Apparently I don't want to settle either. That's hardly the truth, unless I'm lying to myself. :lol


----------



## Becky (Nov 5, 2003)

I'm not single but I did it anyway :stu



> Becky, you're single because you don't want to commit
> 
> Once the blush of first love wears off with your partners, do you get a little antsy? You probably crave excitement in all realms of your life, and you need a relationship to keep you filled with possibilities. Let us guess: Someone has probably told you that you haven't quite grown up yet, that you're still holding out for the perfect "whatevers" (job, car, home, date) in your life to come a knockin'. Or perhaps you're just having a difficult time accepting that your comfortable little place in this world is always growing, always evolving - and that means you have to be willing to accept big life changes, too. Not that there's anything wrong with that. After all, you're probably a lot of fun to be around and may be the life of the party.
> 
> But when it comes to settling down, you leave without looking back twice.

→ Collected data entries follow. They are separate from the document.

PR #863, opened 2019-05-28
Adding a simple age checker for a BinderHub

choldgraf:
This adds a page in the BinderHub documentation with a mini form that does the following (checked boxes means it is implemented in this PR, unchecked means I'd like to implement it, but not sure how to)

- [x] Takes as input the URL of a BinderHub
- [x] Press a button to grab the latest versions of software on the BinderHub
- [x] Display the versions w/ success or fail note
- [ ] List the number of **commits** of these versions relative to the latest published versions
- [ ] List the number of **days** of these versions relative to the latest published versions 

I've got the versions reading in properly (using `mybinderhub.org/versions`) but I can't figure out how to compare these versions to the "latest" versions (which I assume we should pull from here: https://jupyterhub.github.io/helm-chart/). Anybody have ideas for how this could happen?

Here's what the age checker looks like: https://302-89419368-gh.circle-artifacts.com/0/html/age-checker.html

### DIFF
--- a/doc/age-checker.rst
+++ b/doc/age-checker.rst
@@ -51,6 +51,37 @@ provides a quick interface to check how up-to-date each of them is.
    <div class="version_text" id="repo2dockerversiontext">repo2docker version: <span class="empty">Fill in the box then click "check age"</span></div>
 
    <script>
+   // commit data
+   var response_data = {};
+   var bhub_resp = $.get("https://api.github.com/repos/jupyterhub/binderhub/commits", (data) => {
+     response_data['bhub_json'] = data;
+     console.log("got binderhub commit data");
+   });
+   var r2d_resp = $.getJSON("https://api.github.com/repos/jupyter/repo2docker/commits", (data) => {
+     response_data['r2d_json'] = data;
+     console.log("got repo2docker commit data");
+   });
+   
+   function findCommitFromSHA(commits, sha) {
+    for (ii=0; ii < commits.length; ii++) {
+      var this_commit = commits[ii]
+      var this_sha = this_commit['sha'];
+      search = this_sha.indexOf(sha.substr(1));  // A hack because there seems to be a bug w/ the SHA
+      if (search != -1) {
+          var chosen_commit = this_commit
+          return chosen_commit
+      } 
+    }
+   };
+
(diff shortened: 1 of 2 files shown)


betatim:
https://mybinder.org/versions shows the version as reported by versionneer for BinderHub itself and the value set in the helm chart for repo2docker:

https://github.com/jupyterhub/binderhub/blob/5544f704cb0dd9b8d3d67442a0c744e1ddcb6089/binderhub/base.py#L111-L120

This means that the repo2docker one should be directly comparable to what is in the helm chart. The BinderHub one is a bit more tricky. It consist of the last released version (0.1.0), how many commits were made since then (218), the revision checked out (g5544f70), and indicates that the repo has been modified since that commit (dirty): "0.1.0+218.g5544f70.dirty"

choldgraf:
Was playing around with this again. I'm a bit closer, but now I'm running into CORS requests errors when trying to access `versions/` of some BinderHubs. For some reason this doesn't happen with the mybinder.org binderhub, but it does with the pangeo binderhub. Any idea how get around this? :-/

betatim:
The Pangeo BinderHub doesn't allow cross origin requests. For mybinder.org we do allow them. More details on that https://developer.mozilla.org/en-US/docs/Web/HTTP/CORS

choldgraf:
ahh I see - so approach in this PR (get versions from `yourbinderhub.org/versions`) is going to be fundamentally limited by whether those binderhubs allow this kind of traffic. Perhaps this is not the right place for this kind of information to live.

betatim:
We could change the versions handler so it always allows people to access (only) this endpoint. Or you have to implement the fetching of versions in the server of the "age display" instead of fetching it browser side.

choldgraf:
it seems reasonable to me that `versions/` should be accessible from anywhere (a main point is to provide machine-readable access)...maybe something that's "on by default" but that people can turn off if they really want to ?

betatim:
Closing this as we haven't worked on it for a while and there is `/versions` now which thanks to the version string updates we've made tells you how many commits since the last release have passed as well as the git SHA in use.

If you want to keep working on this reopen it :)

Now's the time to ask yourself: Why? What's holding you back? Maybe you don't want someone to get to know you fully? Perhaps by saying "yes" to someone, you're afraid you'll lose yourself, or the possibility of something better coming along. Just remember that the best relationships are those that never stop growing. That's something you can identify with, right? So keep that in mind next time you find someone you're really comfortable with. You never know, it may prove even more exciting once you really get to know each other, teensy flaws and all.


----------



## alternativesong (Apr 5, 2006)

It says I'm single because I don't want to settle, which is partially true. I'm not seeing a couple guys because I don't want to settle but I don't have a boyfriend because I haven't put myself out there. So it's a combination I guess.


----------



## Drella (Dec 4, 2004)

"you're single because you don't want to slow down"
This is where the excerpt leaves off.